I will be interested in seeing a report from someone from HM who has actually tried this.


----------



## Latinrascalrg1 (Jan 18, 2020)

Honestly, I don't think this is any different then single point threading!


----------



## Suzuki4evr (Jan 18, 2020)

mmcmdl said:


> Wasn't there a thread where the guy did this with a broken die also ?


Don't know if it is the same guy,but I saw that one


----------



## RJSakowski (Jan 18, 2020)

Latinrascalrg1 said:


> Honestly, I don't think this is any different then single point threading!


You can cut a tapered thread.


----------



## epanzella (Jan 18, 2020)

Cool idea but a little scary as you have to back out with the carriage still moving or the thread is instantly wiped out.  I think I would risk it on a tapered thread but single point the rest.


----------



## Latinrascalrg1 (Jan 18, 2020)

RJSakowski said:


> You can cut a tapered thread.


I havent had the need to yet but I guess I dont understand the question!  Wouldn't you still need to lock in the split-nuts with the lead set to the correct pitch to use this method  just like you would with a single point?  And if you set the needed taper into your lathe setup wouldnt that be the exact same thing with the exception of the tap having multiple follow up skim cuts?
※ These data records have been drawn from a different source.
PR #1206, opened 2021-09-30
test(threadpool): added test for dag block blocking dependencies

JakubFornadel:
#### 6 unit tests for tarcap threadpool
Tests check:
- proper working of all blocking dependencies
- proper concurrent processing
- threads borrowing
- threads starvation in "lower" priority queues

#### Threadpool fix
Thank to threads starvation test I found bug in priority queue pop() function, which would always return only packets from High priority queue if there were any. Such situation should never happen as that would block processing of packets from other queues - there are max threads limits for each priority queue. This limit was not properly checked

#### Votes packet handler split into 3 separate handler:
- PbftVote packet handler
- VotesSync packet handler
- GetVotesSync packet handler
This enables us to debug it more effectively as those handlers have now their own loggers, functionality is separated etc...

#### SyncingHandler as inheritance instead of compostion
SyncingHandler is used in multiple packet handlers that somehow need to trigger syncing functionality. It was used as their class member. Now it is their base class thanks to which we will see now which handler trigger syncing + some redundant class members could be deleted.

# For reviewers
There are no functional/logic/flow changes so no need to concentrate on that. The tests might be worth looking at if anyone interested, otherwise it is just naming/design refactor

[This PR](https://github.com/Taraxa-project/taraxa-testnet/pull/70) in taraxa-tesnet should be merged after this PR is merged.

### DIFF
--- a/libraries/core_libs/network/include/network/tarcap/packet_types.hpp
+++ b/libraries/core_libs/network/include/network/tarcap/packet_types.hpp
@@ -12,7 +12,7 @@ namespace taraxa::network::tarcap {
 enum SubprotocolPacketType : uint32_t {
   // Consensus packets with high processing priority
   HighPriorityPackets = 0,
-  PbftVotePacket,
+  VotePacket,
   GetVotesSyncPacket,
   VotesSyncPacket,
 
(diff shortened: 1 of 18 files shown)


libraries/core_libs/network/include/network/tarcap/packet_types.hpp
```diff
@@ -56,10 +56,10 @@ inline std::string convertPacketTypeToString(SubprotocolPacketType packet_type)
       return "TestPacket";
     case PbftVotePacket:
```
MatusKysel, line 57: maybe we should also rename this to just `Votepacket`

PR #1211, opened 2021-10-04
temp logs for missing trx debug

MatusKysel:
## Version Notes ##
{ major | minor | patch }


libraries/core_libs/network/src/tarcap/packets_handlers/transaction_packet_handler.cpp
```diff
@@ -28,6 +28,10 @@ inline void TransactionPacketHandler::process(const PacketData &packet_data, con
   for (size_t tx_idx = 0; tx_idx < transaction_count; tx_idx++) {
     const auto &transaction = transactions.emplace_back(packet_data.rlp_[tx_idx].data().toBytes());
 
+    LOG(log_er_) << "Received Transaction " << transaction.getHash().abridged() << " peer id "
```
JakubFornadel, line 31: this is ideal, move this log after for loop, inside the loop just collect hashes of txs. If you receive 50 txs you will print 50 times packet received time, node id, etc... which is useless

PR #1212, opened 2021-10-04
fix: missing transaction

mfrankovi:
If block is missing a tip or pivot the transactions included in the block are now saved and not dropped

### DIFF
--- a/libraries/core_libs/network/src/tarcap/packets_handlers/dag_block_packet_handler.cpp
+++ b/libraries/core_libs/network/src/tarcap/packets_handlers/dag_block_packet_handler.cpp
@@ -39,12 +39,6 @@ void DagBlockPacketHandler::process(const PacketData &packet_data, const std::sh
     new_transactions.push_back(std::move(transaction));
   }
 
-  // Ignore new block packets when pbft syncing
-  if (syncing_state_->is_pbft_syncing()) {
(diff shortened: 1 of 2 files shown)


JakubFornadel (approved):

kstdl (approved):

libraries/core_libs/network/src/tarcap/packets_handlers/dag_block_packet_handler.cpp
```diff
@@ -53,6 +53,7 @@ void DagBlockPacketHandler::process(const PacketData &packet_data, const std::sh
     }
 
     if (auto status = syncing_handler_->checkDagBlockValidation(block); !status.first) {
+      trx_mgr_->insertBroadcastedTransactions(new_transactions);
```
MatusKysel, line 56: but then we do not need to send all trxs on `MissingHashes` in `GetDagSyncPacketsHandler` and also we should think about malicious peer and somehow later remove those trxs

JakubFornadel (approved):

libraries/core_libs/network/src/tarcap/packets_handlers/dag_block_packet_handler.cpp
JakubFornadel: @MatusKysel  Lets put this into the issue

MatusKysel (approved):

PR #1213, opened 2021-10-04
build(conan): fix conan cache invalidation caused by different build type detection

kstdl:
## Purpose

Dependencies from the conan was rebuilt on every build because of different build type detection by conan-cmake. Fixed by setting build type to the conan profile

### DIFF
--- a/.circleci/config.yml
+++ b/.circleci/config.yml
@@ -454,22 +454,26 @@ jobs:
             echo ${GCLOUD_SERVICE_KEY} | docker login -u _json_key --password-stdin https://gcr.io
 
       - run:
-         name: Build docker image
+         name: Build docker builder image
          command: |
-                docker build -t ${IMAGE}:${DOCKER_BRANCH_TAG}-${CIRCLE_BUILD_NUM} .
+                docker build -t ${IMAGE}-builder:${DOCKER_BRANCH_TAG}-${CIRCLE_BUILD_NUM} --target builder .
 
       - run:
          name: Build ctest image
          command: |
-               docker build -t ${IMAGE}-ctest:${DOCKER_BRANCH_TAG}-${CIRCLE_BUILD_NUM} \
-                 --target build .              
-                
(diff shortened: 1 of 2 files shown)


agrebin (approved):

.circleci/config.yml
```diff
@@ -416,6 +416,16 @@ jobs:
...
       - checkout
+      - run:
+         name: Login into gcr
+         command: |
+            echo ${GCLOUD_SERVICE_KEY} | docker login -u _json_key --password-stdin https://gcr.io
+
+      - run:
+         name: Build docker builder image
+         command: |
+                docker build -t test --target builder .
```
sfrique, line 427: Are we sure we want this to run before the clean? 
To be honest, this cache should be automatically used, I don't see why we need to explicitly build this target.

Also, this uses a bad tag `test`

kstdl: As I saw docker removes build intermediate containers. So I thought builder image was just removed during full build. 
I will move it a little bit down after clean and will fix the tag. I changed it just for local test but forgot to change it back

.circleci/config.yml
```diff
@@ -427,6 +427,17 @@ jobs:
...
+
+      - run:
+         name: Login into gcr
+         command: |
+            echo ${GCLOUD_SERVICE_KEY} | docker login -u _json_key --password-stdin https://gcr.io
+
+      - run:
+         name: Build docker builder image
+         command: |
+                docker build -t ${IMAGE}:${DOCKER_BRANCH_TAG}-${CIRCLE_BUILD_NUM} --target builder .
```
sfrique, line 439: Have to check if it works, but the `DOCKER_BRANCH_TAG`  is only generated a step later, right?

kstdl: Missed that. Thought it is a default circleci variable 
And it isnt working, because build failed

JakubFornadel (approved):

Ahh!  Ok now i see it, the tap itself is tapered, which cuts the mirror image when used to cut this way, correct?


----------



## RJSakowski (Jan 18, 2020)

Latinrascalrg1 said:


> I havent had the need to yet but I guess I dont understand the question!  Wouldn't you still need to lock in the split-nuts with the lead set to the correct pitch to use this method  just like you would with a single point?  And if you set the needed taper into your lathe setup wouldnt that be the exact same thing with the exception of the tap having multiple follow up skim cuts?
> 
> Ahh!  Ok now i see it, the tap itself is tapered, which cuts the mirror image when used to cut this way, correct?


Yes


----------



## Suzuki4evr (Jan 18, 2020)

I basically posted this just to show that there is a lot of methods doing the same thing. I do wonder, is that a left hand thread tap? If you look at the cutting edge side he used.


----------



## RJSakowski (Jan 18, 2020)

Suzuki4evr said:


> I basically posted this just to show that there is a lot of methods doing the same thing. I do wonder, is that a left hand thread tap? If you look at the cutting edge side he used.


I wondered that as well but looking at the grind on the flutes, it appears not. (around 10:20 in).  Also, the tap threads look like r.h.


----------



## epanzella (Jan 18, 2020)

Suzuki4evr said:


> I basically posted this just to show that there is a lot of methods doing the same thing. I do wonder, is that a left hand thread tap? If you look at the cutting edge side he used.


Looks like a right hand thread to me. Lathe is going counter clockwise and the thread is climbing towards the headstock. I don't think there's any hocus pocus going on with the tap because it's not turning so it just a form tool in this application. I think a left hand tap would reverse the lead angle. That said, I freely admit I'm freaking OLD!


----------



## derf (Jan 18, 2020)

I've done this many a time for fine internal threads. I used a 3/8-24 tap to thread the inside of a 1-3/8" suppressor tube. It only took 3 passes.


----------



## pacifica (Jan 18, 2020)

I've done this with a single die head chaser in a tool bit holder, and use a retractable tool bit holder to retract the cutter at the end of the cut.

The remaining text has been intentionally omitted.